INSTRUCTIONS FOR THE TASK —
All lines below containing the string "Each" are to be copied.

SOURCE MATERIAL: Begin

PR #325, opened 2020-09-11
b/168120858: Split specifying root certs for backend vs sidestream SSL clients

nareddyt:
**Background**: Customers expect to use `--ssl_client_root_certs_file` to configure the root cert for requests made to the backend. But we currently use it for all requests, including Google Service Management, Google Service Control, etc.

**Implementation details**:
- On the config manager side: Split into two flags, one for backend (`--ssl_backend_client_root_certs_path`), one for sidestream (`--ssl_sidestream_client_root_certs_path`).
- In `start_proxy.py`: Only expose the backend root cert flag. Don't expose the sidestream one, as users won't need it. However, we still keep it in config manager for testing.

**Flag rename and deprecation**: For clarity the flags are operating on the backend connection, explicitly rename them to have `backend`. This is consistent with ESPv1:
- Rename `ssl_client_cert_path` -> `ssl_backend_client_cert_path`
- Rename `ssl_client_root_certs_file` -> `ssl_backend_client_root_certs_file`

This is **backwards compatible**. The original flag names still exist and can be used, but are treated as deprecated.

**Testing done**:
- Modified integration tests to use the new split flags. Specifically, only some tests in `transport_security_test.go` use `--ssl_sidestream_client_root_certs_path`. All dynamic routings tests use `--ssl_backend_client_root_certs_path` by default for https backends.
- Added a regression test to ensure the flags do not cross over


docker/generic/start_proxy.py
```diff
@@ -150,12 +150,12 @@ def make_argparser():
         HTTP/2 secure connections on listener_port. Requires the certificate and
         key files "server.crt" and "server.key" within this path.''')
 
-    parser.add_argument('--ssl_client_cert_path', default=None, help='''
+    parser.add_argument('--ssl_backend_client_cert_path', default=None, help='''
```
qiwzhang, line 153: What about multiple backends?   Each backend has its own ssl cert files or root files?  Do we want to support that?

It is OK we don't support it now, but we may need to have a plan that it is easy to support it in the future, especially not introduce a breaking changes.

src/go/configmanager/flags/flags.go
```diff
@@ -54,13 +54,14 @@ var (
...
-	SslMinimumProtocol   = flag.String("ssl_minimum_protocol", "", "Minimum TLS protocol version for Downstream connections.")
-	SslMaximumProtocol   = flag.String("ssl_maximum_protocol", "", "Maximum TLS protocol version for Downstream connections.")
-	RootCertsPath        = flag.String("root_certs_path", util.DefaultRootCAPaths, "Path to the root certificates to make TLS connection.")
-	EnableHSTS           = flag.Bool("enable_strict_transport_security", false, "Enable HSTS (HTTP Strict Transport Security).")
-	DnsResolverAddresses = flag.String("dns_resolver_addresses", "", `The addresses of dns resolvers. Each address should be in format of either IP_ADDR or IP_ADDR:PORT and they are separated by ';'.`)
+	SslServerCertPath                = flag.String("ssl_server_cert_path", "", "Path to the certificate and key that ESPv2 uses to act as a HTTPS server")
+	SslSidestreamClientRootCertsPath = flag.String("ssl_sidestream_client_root_certs_path", util.DefaultRootCAPaths, "Path to the root certificates to make TLS connection to all external services other than the backend.")
```
qiwzhang, line 58: is this "sidestream" just for ssl integration test? How easy to change that test to test backend ssl?  If it is easy, I prefer not to introduce this flag.

docker/generic/start_proxy.py
nareddyt: I see. We can follow the same approach as we decided for the `--backend` flag:
1. For now, keep the `--ssl_backend_client_cert_path` flag that applies to all backends.
2. If we need to support multiple backends in the future, then add it into the service config. Have this flag override it if the field is empty.

nareddyt:
Hi @qiwzhang and @JLXIA , are you OK with the flag rename to have `backend` in the name? It's technically a breaking change now, but I doubt it will affect many people. PR description has more details.

qiwzhang (approved):

TAOXUY (approved):

nareddyt:
Hii @qiwzhang, can you take one more quick look at my latest commits? I modified `start_proxy` to treat the previous flags as deprecated to maintain backwards compatibility.

qiwzhang (approved):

SOURCE MATERIAL: End

RESULT —
qiwzhang, line 153: What about multiple backends?   Each backend has its own ssl cert files or root files?  Do we want to support that?
-	DnsResolverAddresses = flag.String("dns_resolver_addresses", "", `The addresses of dns resolvers. Each address should be in format of either IP_ADDR or IP_ADDR:PORT and they are separated by ';'.`)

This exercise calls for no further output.